This was such a hard lesson for teen-me to learn. No one owes me shit. Especially not internet platforms.

And this I had to learn as a grown-ass woman. Platforms will always think of their own it interests first and what fits into their audience. If you're super duper niche, they'll most likely not feature you because who will they feature you to? If they don't have the audiennce for it then... What's the point? Both for the creator, the userbase and the site, there wouldn't be a point in it.

I think there's some misunderstanding going on in this thread. I don't think anyone is expecting Tapas to put their series on the front page consistently, but I think some people do wish they would help us out and promote us a LITTLE bit.

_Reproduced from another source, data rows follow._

PR #227, opened 2021-03-27
File formatter bug fix

aliparlakci:
string.strip() does not strictly match the whole word. So, this causes some of the unrelated parts of the filename to be stripped. Replaced it with regex.

Also, string.format() can be used to construct a filename using template instead of doing regex. A good advantage of using curly brackets in schemes :)

### DIFF
--- a/bulkredditdownloader/file_name_formatter.py
+++ b/bulkredditdownloader/file_name_formatter.py
@@ -27,15 +27,20 @@ class FileNameFormatter:
     @staticmethod
     def _format_name(submission: praw.models.Submission, format_string: str) -> str:
         submission_attributes = {
-            'TITLE': submission.title,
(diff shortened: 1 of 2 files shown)


Serene-Arc (changes requested):
Denied

Serene-Arc:
I also fail to see the reasoning behind using regex in 61b3102, what is the case where there is a problem with it? Also, for future reference, if you do find a case where the code misbehaves, please add a test that would catch that behaviour in the future.

aliparlakci:
I will revert 8e82252 and add a test for 61b3102

Serene-Arc:
I added a commit on the main v2 branch for a test that shows the non-existent key error, so maybe rebase off of that too

PR #230, opened 2021-03-27
Send HTTP200 when oauth2 is successful

aliparlakci:
Browser waits for HTTP200 response after OAuth is successful. Also, a feedback added to the response.

### DIFF
--- a/bulkredditdownloader/oauth2.py
+++ b/bulkredditdownloader/oauth2.py
@@ -62,6 +62,7 @@ class OAuth2Authenticator:
             self.send_message(client)
             raise RedditAuthenticationError(f'Error in OAuth2: {params["error"]}')
 
+        self.send_message(client, "<script>alert('You can go back to terminal window now.')</script>")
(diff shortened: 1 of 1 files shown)


Serene-Arc:
I don't think this is necessary, the BDFR already sends a HTTP 200 response, and the feedback from the successful receipt of a token is that the BDFR will continue and begin execution.

aliparlakci:
> the BDFR already sends a HTTP 200 response

it does not. self.send_message() should be called before return statement to return 200. you can check the network tab on DevTools to see failing the request

Also, I don't see any harm on sending an alert along with the successful response. Because on an ordinary OAuth flow, newly opened tab or window would close and you are redirected to the main site. In our case, it just hangs on an empty page. More specifically on an error page as if something went wrong because we are not sending HTTP20x.

Serene-Arc (approved):
Very well, if you think that it's a benefit for the BDFR

PR #233, opened 2021-03-28
Add warning for non-unique file name schemes

### LINKED ISSUE #216: Display a warning message before starting if filenames are not guaranteed to be unique.
If {POSTID} does not exists on the filename scheme, for two separate posts with same titles, the target filenames might be the same. Then BDfR will only download one of them and won't download others as can be seen below. So, a message should be displayed warning the user about such possible behavior before starting.

Also, this occasion should be stated on README clearly

image

Serene-Arc:
Closes #216 

Adds a logger warning when using a file scheme that cannot be guaranteed to be unique

### DIFF
--- a/bulkredditdownloader/file_name_formatter.py
+++ b/bulkredditdownloader/file_name_formatter.py
@@ -89,7 +89,14 @@ class FileNameFormatter:
     def validate_string(test_string: str) -> bool:
         if not test_string:
             return False
-        return any([f'{{{key}}}' in test_string.lower() for key in FileNameFormatter.key_terms])
+        result = any([f'{{{key}}}' in test_string.lower() for key in FileNameFormatter.key_terms])
+        if result:
+            if 'POSTID' not in test_string:
+                logger.warning(
+                    f'Post ID not included in this file scheme, so file names are not guaranteed to be unique')
+            return True
+        else:
+            return False
 
     @staticmethod
     def _format_for_windows(input_string: str) -> str:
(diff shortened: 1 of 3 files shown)


bulkredditdownloader/file_name_formatter.py
```diff
@@ -89,7 +89,14 @@ def format_resource_paths(self, resources: list[Resource],
     def validate_string(test_string: str) -> bool:
         if not test_string:
             return False
-        return any([f'{{{key}}}' in test_string.lower() for key in FileNameFormatter.key_terms])
+        result = any([f'{{{key}}}' in test_string.lower() for key in FileNameFormatter.key_terms])
+        if result:
+            if 'POSTID' not in test_string:
+                logger.warning(
+                    f'Post ID not included in this file scheme, so file names are not guaranteed to be unique')
```
aliparlakci, line 96: "File names are not guaranteed to be unique as Post IDs are not included in the file scheme. Some files might not be downloaded due to name conflicts."

aliparlakci (changes requested):
Program behavior should be explained in [README/Folder and File Name Schemes](https://github.com/aliparlakci/bulk-downloader-for-reddit/tree/v2#folder-and-file-name-schemes) also.

Serene-Arc:
The warning has been added to the README

aliparlakci (approved):

bulkredditdownloader/file_name_formatter.py
aliparlakci: @Serene-Arc

aliparlakci (changes requested):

Like I have seen people say "I suddenly gained so many subs!" and it's because they showed up in trending or whatever for a day. I don't think one day of "Hey, here's a little push" would hurt anyone.

I do get that there will be a spike and then a decrease and possibly some negativity involved with it, but the point still stands that if I gain 50 subs from a promotion and then lose 45 of those subs, I am still at 5 people more than where I was. For the smaller creators, 5 subs is pretty huge. It's the difference between 95 and 100 which means being able to turn on ad revenue. At the smaller levels, the difference of value in each subscriber is much bigger. Losing 1 subs when you're at 30 vs losing 1 sub at 30k (though for the record, of course neither is good. It will always hurt to lose sub, but the value of the sub is different).

I also get that having a good story helps immensely. We all want to write a good story, but there is a glass ceiling of sorts between good story and number of subs. I also think it's important that someone can write a GOOD story but that doesn't mean it's what people WANT to read. We all know BL comics generally do better or have an "easier" time and we know it's because a large amount of people want to read and actively search for BL. Meanwhile, people are not actively searching out scifi comics in the same way.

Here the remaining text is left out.